Он работал часами, будто жара и жажда были не властны над ним, бурча ругательства или бормоча ласково, словно стращая и уговаривая не то самого себя, не то кисти и краски, а скорее все это вместе…

Хорошая выдалась неделя: Бутаков говорил, что не знал более счастливых дней. Фельдшер Истомин выпячивал грудь:

– Все я-с, Алексей Иванович!

Бутаков смотрел на него с веселым недоумением.

– Мясо! – важно пояснил материалист лекарь.

Наконец-то, наконец охотничья натура медика развернулась вовсю. Да и было где развернуться: остров изобиловал антилопами-сайгаками. Эти животные со светло-бурой, золотившейся на солнце шерстью отличались доверчивостью антарктических пингвинов. Но мясо у них было куда лучше пингвиньего, оно могло бы восхитить и не таких гастрономов, как изголодавшийся народ со шхуны «Константин».

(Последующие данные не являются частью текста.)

PR #21, opened 2017-05-02
Try out Typescript

kgrz:


webpack.config.js
```diff
@@ -1,28 +1,34 @@
...
-        test: /\.js$/,
-        loaders: ["react-hot", "babel"],
-        include: path.join(__dirname, 'app')
+        test: /\.tsx?$/,
+        loader: "awesome-typescript-loader"
       },
       { test: /\.css$/,
-        loader: "style-loader!css-loader",
-        include: path.join(__dirname, 'app')
+        loader: "style-loader!css-loader"
```
kgrz: nope, I just kept it thinking we might get around to doing it properly next time.

webpack.config.js
```diff
@@ -31,6 +37,11 @@ module.exports = {
         'NODE_ENV': `"${process.env.NODE_ENV}"`
       }
     }),
-    new CommonsChunkPlugin("common.js", ["popup", "content_script"])
+    new CommonsChunkPlugin("common.js", ["popup", "content_script"]),
+    new CopyWebpackPlugin([
+      { from: 'manifest.json' },
+      { from: 'index.html' },
+      { from: 'styles.css' }
```
kgrz: I thought about it, but I generally saw dist being not gitignored, so I didn't remove it. Will make it so.

tsconfig.json
```diff
@@ -0,0 +1,24 @@
...
+		"pretty": true,
+		"removeComments": true,
+		"strictNullChecks": true
+	},
+	"include": [
+		"./app/**/*"
+	],
+	"exclude": [
+		"node_modules"
+	]
```
kgrz: Good catch, will remove this

dist/manifest.json
```diff
@@ -18,13 +18,6 @@
     "webRequestBlocking",
     "http://*/*",
     "https://*/*"
-  ],
-
-  "content_scripts": [
-    {
-      "matches": ["<all_urls>"],
-      "js": ["common.js", "content_script.js"]
-    }
```
kgrz: this is needed only if we are using content script functionality, which at this point we are not. So I removed it for some clarity. will add it back once we decide how to show the recorded log. I'm thinking a new tab is better. We can discuss this with some prototypes.

app/watch.tsx
```diff
@@ -0,0 +1,30 @@
...
+interface WatchProps {
+
+}
+
+interface WatchState {
+  watchRegex: string
+}
+
+class Watch extends React.Component<WatchProps, WatchState> {
+  state = { watchRegex: "*" }
```
kgrz: For now I have so many places where I might've forgotten adding semicolons. will add that to a linter and fix all at once out of this PR.

dist/styles.css
```diff
@@ -0,0 +1,52 @@
...
+  cursor: pointer;
+}
+
+.button-start-listening {
+  background: #03A9F4;
+}
+
+.button-stop-listening {
+  background: #8bc34a;
+}
```
kgrz: Will do.

app/background.ts
```diff
@@ -0,0 +1,90 @@
...
+  data : Array<Data> = [];
+
+  findItem = (tabId : number) => {
+    for (let index = 0; index < this.data.length; index++) {
+      const data = this.data[index];
+
+      if (Boolean(data) && data.tabId === tabId) {
+        return data;
+      }
+    }
```
kgrz: I'm not getting find's type annotations in TS, so did this. Will move that to `find` once I figure out that part.

app/background.ts
```diff
@@ -0,0 +1,90 @@
...
+
+    // Lazy code for object cloning
+    return JSON.parse(JSON.stringify(DEFAULT_DATA));
+  }
+
+  startMessageListener() {
+    chrome.runtime.onMessage.addListener((request, _, sendResponse) => {
+      const tabId = request.tabId;
+      const data = this.findItem(tabId);
```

Истомин сколотил партию добытчиков. Потребовалось вмешательство лейтенанта, чтобы ограничить число волонтеров. Бутаков отрядил в команду фельдшера тех матросов, что бестрепетно поддержали своего командира в поглощении червивой солонины. «Добродетель достойна поощрения», – с шутливой назидательностью изрек Бутаков.

Ветер, старый соглядатай, исправно доносил сайгакам: «Идут люди», но ни самцы-рогоносцы, ни пугливые самки не чуяли в том беды. Неторопливо паслись они утром и вечером, когда зной не силен, а в полуденные часы задремывали за буграми, под жиденькой тенью. От волков сайгаки улепетывали стремглав, людей же, простаки, подпускали близко.